Slowly, I went back to the station. The park. Perhaps Sebastian recalled that particular stone bench under that cedar tree at the time he was dying. The outline of that mountain yonder may have been the paraph of a certain unforgettable evening. The whole place seemed to me a huge refuse heap where I knew a dark jewel had been lost. My failure was absurd, horrible, excruciating. The leaden sluggishness of dream-endeavour. Hopeless gropings among dissolving things. Why was the past so rebellious?
‘And what shall I do now?’ The stream of the biography on which I longed so to start, was, at one of its last bends, enshrouded in pale mist; like the valley I was contemplating. Could I leave it thus and write the book all the same? A book with a blind spot. An unfinished picture – uncoloured limbs of the martyr with the arrows in his side.
I had the feeling that I was lost, that I had nowhere to go. I had pondered long enough the means to find Sebastian’s last love to know that there was practically no other way of finding her name. Her name! I felt I should recognize it at once if I got at those greasy black folios. Ought I to give it , up and turn to the collection of a few other minor details concerning Sebastian which I still needed and which I knew where to obtain?

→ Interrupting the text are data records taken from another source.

PR #2960, opened 2025-08-05
feat: Smart `dlt.Relation.join()`

zilto:
This adds convenience methods `dlt.Relation(...).join()` and `dlt.Relation(...).join_child(...)` to simplify joins between tables that have `TTableReference` on `dlt.Schema`.

#### Design decisions
- Joins for parent-child or root-child relationships are likely always `LEFT` joins.
- Joins for arbitrary references defaults to `INNER`, but could be any type
- For parent-child / root-child relationships, trim the name of the table based on their common prefix
- Namespace all columns with origin table name
- Add "metadata columns" at the beginning of the table
- Special renaming for metadata columns
- `.join()` can receive:
   - `dlt.Relation` to join on (if column is unambiguous) 
   - `"table_name"` (if column is unambiguous)
   - `"table_name.column_name"` in case of multiple references between tables

#### Open questions
- What is the public API? Is it useful to have `.join()` and `.join_parent_child()` separately?

### DIFF
--- a/dlt/destinations/dataset/relation.py
+++ b/dlt/destinations/dataset/relation.py
@@ -18,6 +18,7 @@ from contextlib import contextmanager
 from textwrap import indent
 from dlt.common.utils import simple_repr, without_none
 
+import sqlglot
 from sqlglot import maybe_parse
 from sqlglot.optimizer.merge_subqueries import merge_subqueries
 from sqlglot.expressions import ExpOrStr as SqlglotExprOrStr
@@ -27,6 +28,7 @@ import sqlglot.expressions as sge
 from dlt.common.destination.dataset import Relation, TFilterOperation
 
 from dlt.common.libs.sqlglot import to_sqlglot_type, build_typed_literal, TSqlGlotDialect
+from dlt.common.schema.utils import get_first_column_name_with_prop
 from dlt.common.schema.typing import TTableSchemaColumns, TTableSchema
 from dlt.common.typing import Self, TSortOrder
 from dlt.common.exceptions import ValueErrorWithKnownValues
@@ -86,7 +88,7 @@ class ReadableDBAPIRelation(Relation, WithSqlClient):
         self,
         *,
         readable_dataset: "ReadableDBAPIDataset",
-        query: Optional[Union[str, sge.Query, IbisExpr]] = None,
+        query: Optional[Union[str, sge.Select, IbisExpr]] = None,
         query_dialect: Optional[str] = None,
         table_name: Optional[str] = None,
         _execute_raw_query: bool = False,
@@ -100,8 +102,8 @@ class ReadableDBAPIRelation(Relation, WithSqlClient):
         # derived / cached properties
         self._opened_sql_client: SqlClientBase[Any] = None
         self._columns_schema: TTableSchemaColumns = None
-        self.__qualified_query: sge.Query = None
-        self.__normalized_query: sge.Query = None
+        self.__qualified_query: sge.Select = None
+        self.__normalized_query: sge.Select = None
 
         # parse incoming query object
         self._sqlglot_expression: sge.Query = None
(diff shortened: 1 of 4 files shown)


dlt/destinations/dataset/relation.py
```diff
@@ -431,6 +439,160 @@ def where(
...
+            if "." in other:
+                other, *_ = other.split(".")
+            # TODO simplify this by removing protocol typing
+            other_rel = cast(ReadableDBAPIRelation, self._dataset.table(other))
+        elif isinstance(other, ReadableDBAPIRelation):
+            other_rel = other
+        else:
+            raise TypeError
+
+        current_table_name = rel._sqlglot_expression.find(sge.From).name
```
rudolfix, line 460: will it work with multiple join? ie. I have nesting level 2 and I use `join` twice. hmmm I think so. or multi joins are out of scope?

dlt/destinations/dataset/relation.py
```diff
@@ -431,6 +439,160 @@ def where(
...
+        current_table_schema = self._dataset.schema.tables[current_table_name]
```
rudolfix, line 461: you should take column names from the (qualified) relation's query. so you can identify whose columns are coming from `current_table_name`, you should also recover aliases here to create column alias in final SELECT

dlt/destinations/dataset/relation.py
```diff
@@ -431,6 +439,160 @@ def where(
...
+        references = current_table_schema.get("references")
+        if references is None:
+            raise KeyError(f"Not references found on schema for table `{current_table_name}`")
+
+        other_table_name = other_rel._sqlglot_expression.find(sge.From).name
```
rudolfix, line 466: same thing

dlt/destinations/dataset/relation.py
```diff
@@ -431,6 +439,160 @@ def where(
...
+            # other_col_name=other_col_name,
+            references=references,
+        )
+        join_condition = _create_join_condition_from_reference(current_table_name, reference)
+
+        meta_cols_aliases = []
+        current_cols_aliases = []
+        other_cols_aliases = []
+
+        for col in current_table_schema["columns"]:
```
rudolfix, line 480: here you are comparing normalized identifiers with non normalized constants (`C_DLT_LOAD_ID`). here's how we identify `dlt` columns and tables in filesystem:
```py
def is_dlt_identifier(self, ident: str) -> bool:
        return ident.startswith(self.schema._dlt_tables_prefix)
```
maybe it makes sense to add it to `Schema` object

dlt/destinations/queries.py
```diff
@@ -125,3 +131,66 @@ def build_select_expr(
     select_expr = sge.Select(expressions=columns_expr).from_(table_expr)
 
     return select_expr
+
+
+def _create_column_alias(
```
rudolfix, line 136: yes this is good! but please use naming convention to create "compound" identifiers ie. this will split parts into single identifiers and then create compound one (takes into account that parts may be already compound)
```
def normalize_alias(c: DbtGeneratorConfig, *parts: str) -> str:
    return c.naming.normalize_path(c.naming.make_path(*parts))
```

dlt/destinations/queries.py
```diff
@@ -125,3 +131,66 @@ def build_select_expr(
...
+        return " AND ".join(join_conditions)
+
+
+def _get_valid_reference(
+    *,
+    other_table_name: str,
+    other_column_name: Optional[str] = None,
+    references: TTableReferenceParam,
+) -> TTableReference:
+    for reference in references:
```
rudolfix, line 175: we have pretty good reference validation in `dbt_generator` I linked it in other comment. also I think you have something similar in `dbml` generator?

dlt/destinations/dataset/relation.py
```diff
@@ -431,6 +439,160 @@ def where(
...
+            if col in [C_DLT_LOAD_ID]:
+                continue
+
+            alias = _create_column_alias(current_table_name, col)
```
rudolfix, line 484: yeah this is good but you should use current table alias not name to generate column alias. this will let you to create joins of any depth

dlt/destinations/dataset/relation.py
```diff
@@ -431,6 +439,160 @@ def where(
...
+            if col in [C_DLT_ID]:
+                meta_cols_aliases.append(alias)
+            else:
+                current_cols_aliases.append(alias)
+
+        for col in other_table_schema["columns"]:
+            if col in [C_DLT_LOAD_ID]:
+                continue
+
+            alias = _create_column_alias(other_table_name, col)
```
rudolfix, line 494: same

dlt/destinations/dataset/relation.py
rudolfix: this will let you create joins on relations that do not select all columns

dlt/destinations/dataset/relation.py
```diff
@@ -431,6 +439,160 @@ def where(
...
+
+        parent_cols_aliases = []
+        for col in parent_table_schema["columns"]:
+            if col in ["_dlt_id", "_dlt_load_id"]:
+                continue
+
+            alias = _create_column_alias(parent_table_name, col)
+            parent_cols_aliases.append(alias)
+
+        _, _, child_table_part = child_table_name.removeprefix(parent_table_name).partition("__")
```
rudolfix, line 568: you should use `break_path` and `make_path` in `schema.naming`.

dlt/destinations/dataset/relation.py
```diff
@@ -431,6 +439,160 @@ def where(
...
+        join_condition = _create_join_condition(
+            table=parent_table_name,
+            column=parent_row_key,
+            other_table=child_table_name,
+            other_column=child_parent_key,
+        )
+
+        parent_cols_aliases = []
+        for col in parent_table_schema["columns"]:
+            if col in ["_dlt_id", "_dlt_load_id"]:
```
rudolfix, line 562: please compare only normalize identifiers. it may make sense to cache `_dlt_id` and `_dlt_load_id` in schema along a few others that are already there:
```py
self._dlt_tables_prefix = to_naming.normalize_table_identifier(DLT_NAME_PREFIX)
self.version_table_name = to_naming.normalize_table_identifier(VERSION_TABLE_NAME)
self.loads_table_name = to_naming.normalize_table_identifier(LOADS_TABLE_NAME)
self.state_table_name = to_naming.normalize_table_identifier(PIPELINE_STATE_TABLE_NAME)
```

dlt/destinations/dataset/relation.py
```diff
@@ -431,6 +439,160 @@ def where(
...
+                other_cols_aliases.append(alias)
+
+        rel._sqlglot_expression = (
+            sge.select(
+                *meta_cols_aliases,
+                *current_cols_aliases,
+                *other_cols_aliases,
+            )
+            .from_(current_table_name)
+            .join(other_table_name, on=join_condition, join_type=how)
```
rudolfix, line 507: what happens if `other` relation already has a join? ie. `users.join(orders.join(items)`? is sqlglot able to generate proper aliasing itself? if not you'll need to assign aliases to the tables ie `orders__items`. same table may be joined several times. also you remove prefixes from nested tables. that may create conflicts.

dlt/destinations/dataset/relation.py
```diff
@@ -431,6 +439,160 @@ def where(
...
+        child_cols_aliases = []
+        for col in child_table_schema["columns"]:
+            if col in [child_parent_key, "_dlt_list_idx", "_dlt_id"]:
+                continue
+
+            alias = _create_column_alias(child_table_name, col, prefix=child_table_part)
+            child_cols_aliases.append(alias)
+
+        meta_cols_aliases = (
+            _create_column_alias(parent_table_name, "_dlt_load_id", prefix="", separator=""),
```
rudolfix, line 578: this is done so query looks nicer?

dlt/destinations/dataset/relation.py
```diff
@@ -431,6 +439,160 @@ def where(
         rel._sqlglot_expression = rel._sqlglot_expression.where(condition)
         return rel
 
+    def join(
```
rudolfix, line 442: We already have join generator which works pretty well for generating `dbt` packages. It supports both regular and nested references and also joins of unlimited depth (via table and column aliasing). Maybe some code or ideas could be helpful here?

here we render fact table: https://github.com/dlt-hub/dlt-plus/blob/devel/packages/dlt_plus/dlt_plus/dbt_generator/render.py#L72

this procedure renders fact table (indicated by config): it will create all possible join (regular and nested), also recursively up to a certain depth. your case is simpler (just one join) but the resultant relation should allow to add more joins (both on the same level and joins of join). or this is out of scope?

1. first we collect all references, validate them, and convert nested (automated) references into regular references (`get_rendered_tables`)
2. then required tables are added, here the crucial part is how aliasing is done. all tables except top (fact) table will be aliased uniquely. see https://github.com/dlt-hub/dlt-plus/blob/devel/packages/dlt_plus/dlt_plus/dbt_generator/render.py#L85 and https://github.com/dlt-hub/dlt-plus/blob/devel/packages/dlt_plus/dlt_plus/dbt_generator/render.py#L113
3. all columns that are added to the joined relation are uniquely aliased as well: https://github.com/dlt-hub/dlt-plus/blob/devel/packages/dlt_plus/dlt_plus/dbt_generator/render.py#L143 table aliases, not names are used to make sure that columns in SELECT list are unique

dlt/destinations/dataset/relation.py
zilto: This work was based on the incremental loading PRs were you suggested to not do recursive joins and only support immediate `parent-child` and `root-child` joins.

For this PR I believe we could support
```python
"""
tables with `root_key=True`:
- orders
- orders__items
- orders__items__details
- customers  # with ref `orders.customer_id == customers.id`
"""

# parent-child
dataset.table("orders").join("orders__items")
# LEFT JOIN orders._dlt_id = orders__items._dlt_parent_id
dataset.table("orders__items").join("orders__items__details")
# LEFT JOIN orders__items._dlt_id = orders__items__details._dlt_parent_id

# root-descendant
dataset.table("orders").join("orders__items__details")
# LEFT JOIN orders._dlt_id = orders__items__details._dlt_root_id

# relationship
dataset.table("orders").join("customers")
# INNER JOIN orders.customer_id = customers.id
dataset.table("customers").join("orders")
# INNER JOIN customer.id = orders.customer_id
```

Currently excluded:
```python
# recursive parent-child
# recursive API
dataset.table("orders").join("orders__items").join("orders__items__details")

# using a list API is easier 
dataset.table("orders").join(["orders__items", "orders__items__details"])
```
This has new implications
- We're keeping columns from 3 tables instead of 2
- It's different from `root-descendant` because we are including intermediary parents which have no descendant rows.
- Providing convenience table/column aliases is much harder for recursive API because we need to introspect the previous query that renamed columns

zilto:
Closing in favor of the two linked issues #3402 #3403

It was in this bewildered state of mind that I got into the slow local train which was to take me back to Strasbourg. Then I would go on to Switzerland perhaps…. But no, I could not get over the tingling pain of my failure; though I tried hard enough to bury myself in an English paper I had with me: I was in training, so to speak, reading only English in view of the work I was about to begin…. But could one begin something so incomplete in one’s mind?
I was alone in my compartment (as one usually is in a f second-class carriage on that sort of train), but then, at the next station, a little man with bushy eyebrows got in, greeted me continentally, in thick guttural French, and sat down opposite. The train ran on, right into the sunset. All of a sudden, I noticed that the passenger opposite was beaming at me.